**WHAT THIS TASK INVOLVES:** Scan the records for "kentonv" and copy each line that contains it.

(Extracted data entries)
PR #1546, opened 2016-02-19
Add new CSS for "Get free storage" section on /account

paulproteus:
This only affects Oasis.

It also only creates new CSS, so I believe it is totally safe to merge. *

*. Never believe engineers when they say something is totally safe. And yet I do think this is totally safe!

### DIFF
--- a/shell/client/_account.scss
+++ b/shell/client/_account.scss
@@ -885,6 +885,38 @@ div.billing {
       font-size: 90%;
     }
 
+    div.free-stuff-section-header {
+      padding-bottom: 0.6em;
+    }
+
+    div.free-stuff {
+      /* "Get free storage" area of /account */
+      display: flex;
+      align-items: center;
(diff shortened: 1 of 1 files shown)


paulproteus:
Responded to feedback from @kentonv. Currently blocked on a libseccomp build issue. Gotta say I don't love it when that happens. Maybe we can pin libseccomp within a release, and then right after doing a release, update it to the latest "stable", so that it only breaks master right after a release.

shell/client/_account.scss
```diff
@@ -880,11 +884,43 @@ div.billing {
...
+        font-family: Arial;
+        font-size: 16px;
+        font-weight: normal;
+        width: 125px;
+        flex-shrink: 0;
+      }
+    }
+
+
     .subscribe-prompt {
```
kentonv: subscribe-prompt is still here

**RESPONSE:**
Responded to feedback from @kentonv. Currently blocked on a libseccomp build issue. Gotta say I don't love it when that happens. Maybe we can pin libseccomp within a release, and then right after doing a release, update it to the latest "stable", so that it only breaks master right after a release.
kentonv: subscribe-prompt is still here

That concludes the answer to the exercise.